Q. Please provide any overview of the labor analysis.
A. There were two primary components to the analysis. First, the company conducted
a survey of employees with some level of responsibility for the EPRS Transmission
Facilities, in order to determine how much time each employee spent on those
functions. The second step was to determine an annual labor cost for the Test
Period by applying wage and salary data to the hours to determine the total cost of
labor applicable to the EPRS Transmission Facilities. I was responsible for the
second of these two steps. Please see the testimony of Mr. Ralph Jones for a
discussion of the first step.
Exhibit No. EPRS-3 Page 4 of 5
Q. Please describe the time estimation survey.

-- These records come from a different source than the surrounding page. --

PR #13168, opened 2026-03-13
Drop the mutable default in inspect_formatargspec

tejas-ae:
Upon reviewing lib/sqlalchemy/util/compat.py, I noticed an opportunity for improvement. Drop the mutable default in inspect_formatargspec. Mutable defaults are shared across calls and usually turn into state leaks. I kept the patch small and re-ran syntax checks after applying it.

Backward-compat note: This changes a public function signature by replacing mutable defaults with None guards. Call sites stay source-compatible, but callers introspecting defaults will see None now.

### DIFF
--- a/lib/sqlalchemy/util/compat.py
+++ b/lib/sqlalchemy/util/compat.py
@@ -193,8 +193,8 @@ def inspect_formatargspec(
     varkw: Optional[str] = None,
     defaults: Optional[Sequence[Any]] = None,
     kwonlyargs: Optional[Sequence[str]] = (),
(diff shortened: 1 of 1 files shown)


CaselIT:
It seems like the api cold just be changed to accept none and default to that. No other code chanfe is needed in the function since it already create a new value on falsy value

zzzeek:
> Mutable defaults are shared across calls and usually turn into state leaks

only if they are actually mutated, which is not the case here

this code is ported from cpython standard lib

https://github.com/python/cpython/blob/5c02a39a0b31a330e06b4d6f44835afb205dc7cc/Lib/inspect.py#L1207-L1214

PR #13183, opened 2026-03-18
ci: add riscv64 wheel builds

gounthar:
Add riscv64 to the wheel build matrix using QEMU emulation on ubuntu-22.04.

## Changes

- Add `riscv64` to `linux_archs` matrix in `create-wheels.yaml`
- Exclude riscv64 from non-Linux runners (Windows, macOS, ARM)
- Add QEMU setup step for riscv64
- Add `riscv64` to `archs` in `pyproject.toml` cibuildwheel config

Built successfully from source on native riscv64 hardware (BananaPi F3, SpacemiT K1).

### DIFF
--- a/.github/workflows/create-wheels.yaml
+++ b/.github/workflows/create-wheels.yaml
@@ -35,6 +35,7 @@ jobs:
           # this is only meaningful on linux. windows and macos ignore exclude all but one arch
           - "aarch64"
           - "x86_64"
+          - "riscv64"
 
         include:
           # create pure python build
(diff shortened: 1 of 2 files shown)


.github/workflows/create-wheels.yaml
```diff
@@ -54,12 +55,26 @@ jobs:
...
+            linux_archs: "riscv64"
+          - os: "ubuntu-22.04-arm"
+            linux_archs: "riscv64"
 
       fail-fast: false
 
     steps:
       - uses: actions/checkout@v4
 
+      - name: Set up QEMU
```
CaselIT, line 72: so we are emulating risc on x64, like we had to for arm before arm runners?

I guess it should be fine, at worst only the risc wheel will fail so damage should be limited

CaselIT (approved):

CaselIT:
@zzzeek anything against merging this mike?

zzzeek:
this is just the create wheels so fine by me

zzzeek:
but we want to backport for 2.0 right?

CaselIT:
> but we want to backport for 2.0 right?

i think it would be fine to have this on 2.1 only

CaselIT:
yes, 2.0 is still supporting 3.7. Let's not

gounthar:
Thanks @CaselIT and @zzzeek for the quick merge! Great to see riscv64 wheels coming to SQLAlchemy.

.github/workflows/create-wheels.yaml
gounthar: @CaselIT Exactl, same pattern as ARM before native runners were available. The QEMU build will be slower but as you said, worst case only the riscv64 wheel fails.

If the build time becomes a concern, [RISE](https://github.com/apps/rise-risc-v-runners) is starting to provide free native riscv64 runners for open source projects. They already support numpy, llama.cpp, and pytorch. Happy to help set that up down the line if needed.

CaselIT:
2.1b2 should be close to be ready, so we will try it then

PR #13200, opened 2026-03-27
fix: PostgreSQL check constraint reflection strips brackets naively

### LINKED ISSUE #13157: PostgreSQL check constraint reflection strips brackets naively
### Describe the bug

_No response_

### SQLAlchemy Version in Use

2.0.48

psycopg2

PostgreSQL 17

### Python Version

3.14

### Operating system

macOS

### To Reproduce

```python
from sqlalchemy import (
    CheckConstraint,
    Column,
    Integer,
    MetaData,
    Table,
    create_engine,
    inspect,
)


def main() -> None:

    foo = Table(
        "foo",
        MetaData(),
        Column("id", Integer),
        Column("x", Integer),
        Column("y", Integer),
        CheckConstraint(
            name="broken",
        ),
    )

        inspector = inspect(conn)
        print(broken["sqltext"])


if __name__ == "__main__":
    main()
```

### Error

output:

```
```

### Additional context

_No response_

ViceSaber:
## Description
Fix PostgreSQL CHECK constraint reflection that naively strips brackets from constraint expressions, producing syntactically invalid SQL.

## Problem
When reflecting CHECK constraints from PostgreSQL, the code uses a greedy regex `(.+)` to strip outer parentheses. This regex naively matches the first `(` and last `)` in the expression, ignoring balanced inner parentheses.

For a constraint like `(x IS NULL OR y IS NULL) AND (x IS NULL OR y IS NULL)`, the regex strips the first `(` and last `)`, producing `x IS NULL OR y IS NULL) AND (x IS NULL OR y IS NULL` — syntactically invalid SQL.

## Solution
Replace the greedy regex with a proper balanced-parenthesis stripping function (`_strip_outer_parens`) that:
1. Only removes outer parentheses when the closing paren at depth 0 matches the opening paren
2. Preserves inner parenthesized subexpressions intact

## Tests
Verified with the exact case from the issue:
- Input: `(x IS NULL OR y IS NULL) AND (x IS NULL OR y IS NULL)`
- Before (buggy): `x IS NULL OR y IS NULL) AND (x IS NULL OR y IS NULL`
- After (fixed): `(x IS NULL OR y IS NULL) AND (x IS NULL OR y IS NULL)` ✅

Also verified:
- `((a > 1) AND (a < 5))` → `(a > 1) AND (a < 5)` ✅
- `(a > 1)` → `a > 1` ✅
- `a > 1` → `a > 1` (no parens, unchanged) ✅

Closes: #13157

### DIFF
--- a/lib/sqlalchemy/dialects/postgresql/base.py
+++ b/lib/sqlalchemy/dialects/postgresql/base.py
@@ -1831,6 +1831,30 @@ from ...types import TEXT
 from ...types import UUID as UUID
 from ...types import VARCHAR
 
+
+def _strip_outer_parens(text):
+    """Strip only balanced outer parentheses from constraint text.
+
+    Unlike a naive greedy regex, this correctly handles expressions
+    like '(a > 1) AND (b < 2)' where inner parens must be preserved.
+    """
+    text = text.strip()
+    if not text.startswith("(") or not text.endswith(")"):
+        return text
+    depth = 0
+    for i, ch in enumerate(text):
+        if ch == "(":
+            depth += 1
+        elif ch == ")":
+            depth -= 1
+        if depth == 0:
+            # Found the closing paren matching the first opening paren
+            if i == len(text) - 1:
+                return text[1:-1].strip()
+            return text
+    return text
+
+
 IDX_USING = re.compile(r"^(?:btree|hash|gist|gin|[\w_]+)$", re.I)
 
 RESERVED_WORDS = {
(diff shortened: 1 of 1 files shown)


CaselIT (changes requested):
Hi,

This does not take into consideration string literals and has no tests.

I've looked around and there is already some piece of code that does this:
https://github.com/sqlalchemy/sqlalchemy/blob/a49a4f021ad9c9ff69f5482881b00f831d523a22/lib/sqlalchemy/dialects/sqlite/base.py#L2880-L2902

So the proposed solution here could be:
- extract that code into a function to place into `util` package
- use that in pg and sqlite
- see if there are already test for this in sqlite, if so we could reuse them also in pg. if not it may make sense to add them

A. As explained to me, the company surveyed each relevant employee and asked for
an estimate of annual hours spent on the EPRS Transmission Facilities. The results
of that survey were provided to me. We identified 10 salaried employees who have
some responsibility for the EPRS Transmission Facilities, whose costs factor into
the study. In addition, there are six non-exempt (i.e., hourly) technicians whose
costs were also included.
Q. Were you responsible for the time estimation survey?
A. No. My primary role was the second step the analysis – the development of costs.
Mr. Ralph Jones has first-hand knowledge of the time and resources spent on the
EPRS Transmission Facilities and his testimony supports that aspect of the analysis.
Q. Please describe the labor cost development process.
A. The survey results I was provided contained granular data, down to the employee.
Therefore, we estimated an annual labor cost for each employee. This was based
on individual compensation data for each employee contained in Cogentrix’s
payroll system. We then multiplied the compensation rate for each employee by
the labor time they spent on the EPRS Transmission Facilities as a percentage of
total annual work hours.
Q. Did you include labor overhead costs, such as the costs of benefits?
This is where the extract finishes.